Is there a way to formulate precisely and prove that there does not exist an unbiased estimator $f(X_1,\ldots,X_n)$ for $\sigma$ that works for all probability distributions?
Consider the case $n=2$. By scaling and translation we must have $f(x,y) = c |x-y|$ for some constant $c$. But for e.g. a Bernoulli distribution $E[c|X_1 - X_2|] = c p(1-p)$, and this can't be $\sigma = \sqrt{p(1-p)}$ for all $p$.
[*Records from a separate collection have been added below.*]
PR #6417, opened 2025-12-12
Add regression test for #4505

### LINKED ISSUE #4505: `code.co_names` leaks a `__doc__` entry
when it shouldn't. 

I was able to repro this in cases where a nested function is defined, i.e:

```python
def foo():
    def inner():
        pass
```

In RustPython:

```python
>>>>> foo.__code__.co_names
('__doc__',)
```

while in Python:

```python
>>> foo.__code__.co_names
()
```

and also when compiling a module from a source string:

```python
stmts = """
import blah
 
def foo():
    pass
"""
code = compile(stmts, "<test>", "exec")
```

In RustPython:

```python
>>>>> code.co_names
('blah', '__doc__', 'foo')
```

while in Python:

```python
>>> code.co_names
('blah', 'foo')
```

not entirely sure how easy the fix might be.

ShaharNaveh:
I cannot reproduce this on https://github.com/RustPython/RustPython/commit/75dcf8042e8bbe69312c08a7d45118af9807f3a5.
Closes #4505

## Summary by CodeRabbit

* **Tests**
  * Added regression tests for builtin type handling to improve code reliability and ensure proper behavior of nested function definitions and code object introspection.

### DIFF
--- a/crates/codegen/src/compile.rs
+++ b/crates/codegen/src/compile.rs
@@ -122,7 +122,7 @@ pub struct CompileOpts {
 
 #[derive(Debug, Clone, Copy)]
 struct CompileContext {
-    loop_data: Option<(ir::BlockIdx, ir::BlockIdx)>,
+    loop_data: Option<(BlockIdx, BlockIdx)>,
     in_class: bool,
     func: FunctionContext,
 }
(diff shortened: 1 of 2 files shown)


youknowone:
Oh, I believe this is fixed in #6390 or #6392 

Could you add it to `builtin_type.py`? This is actually specially handled by type.

extra_tests/snippets/builtin_type.py
```diff
@@ -111,8 +111,6 @@ class D:
 with assert_raises(TypeError):
     del int.__qualname__
 
-from testutils import assert_raises
```
ShaharNaveh, line 114: Maybe we should also run `ruff check --select I` in our CI 🤔

youknowone: how about just put it in auto-format and add some files to blocklist

youknowone (approved):

PR #6424, opened 2025-12-12
refactor: small improvement in cp862.py

8of4:
Minor readability and safety improvement.


ShaharNaveh:
@nabil-devs It looks like the wrong content was committed, can you please take a look?

Also, the contents under `Lib/` is copied from official CPython releases. If you want to submit your patch, you should do it upstream at https://github.com/python/cpython

youknowone:
ref: https://github.com/tikv/pd/pull/10059

ShaharNaveh:
> ref: [tikv/pd#10059](https://github.com/tikv/pd/pull/10059)

Yeah, looks like a bot:/

Closing...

If the statistical model consists in assuming $X_1,\ldots,X_n$ to be iid Bernoulli with unknown success probablity $p\in[0,1]$, then a function $\kappa:[0,1]\rightarrow {\mathbb R}$ admits an unbiased estimator iff $\kappa$ is polynomial of degree at most $n$. ("Only if" is clear by writing down the expectation of any estimator, "if" follows by observing that $\prod_{i=1}^kX_i$ has expectation $p^k$ and using linearity.) Now $\sigma(p)=\sqrt{p(1-p)}$ is not polynomial, hence does not admit any unbiased estimator here.
The above is known from sufficiently good textbooks of mathematical statistics, see for example Pfanzagl (1994), Parametric Statistical Theory, page 72, where the equivalent (by a sufficiency reduction) case of one binomial observation is treated. Pfanzagl credits a paper of Kolmogorov (1950), Unbiased estimates, who however cites Halmos (1946), The theory of unbiased estimation, which contains at least the basic idea.